Source records
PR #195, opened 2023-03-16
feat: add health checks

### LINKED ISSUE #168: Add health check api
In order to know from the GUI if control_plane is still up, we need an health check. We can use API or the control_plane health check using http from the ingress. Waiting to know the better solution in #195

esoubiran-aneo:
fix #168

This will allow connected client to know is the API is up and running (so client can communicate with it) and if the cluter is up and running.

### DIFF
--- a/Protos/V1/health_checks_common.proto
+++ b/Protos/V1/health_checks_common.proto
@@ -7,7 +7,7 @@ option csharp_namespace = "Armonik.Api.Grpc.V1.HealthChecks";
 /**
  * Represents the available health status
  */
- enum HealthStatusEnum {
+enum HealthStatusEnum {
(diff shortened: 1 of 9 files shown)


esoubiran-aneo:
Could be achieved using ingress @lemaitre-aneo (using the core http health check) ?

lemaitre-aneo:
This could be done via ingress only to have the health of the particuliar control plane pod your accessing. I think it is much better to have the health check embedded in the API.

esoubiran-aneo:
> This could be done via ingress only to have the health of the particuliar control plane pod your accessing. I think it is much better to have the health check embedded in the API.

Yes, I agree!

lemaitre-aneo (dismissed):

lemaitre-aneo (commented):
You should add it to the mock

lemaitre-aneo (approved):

Assigned task: In the records above, find each line that mentions the string "accessing", then copy it.

Response below:
This could be done via ingress only to have the health of the particuliar control plane pod your accessing. I think it is much better to have the health check embedded in the API.
> This could be done via ingress only to have the health of the particuliar control plane pod your accessing. I think it is much better to have the health check embedded in the API.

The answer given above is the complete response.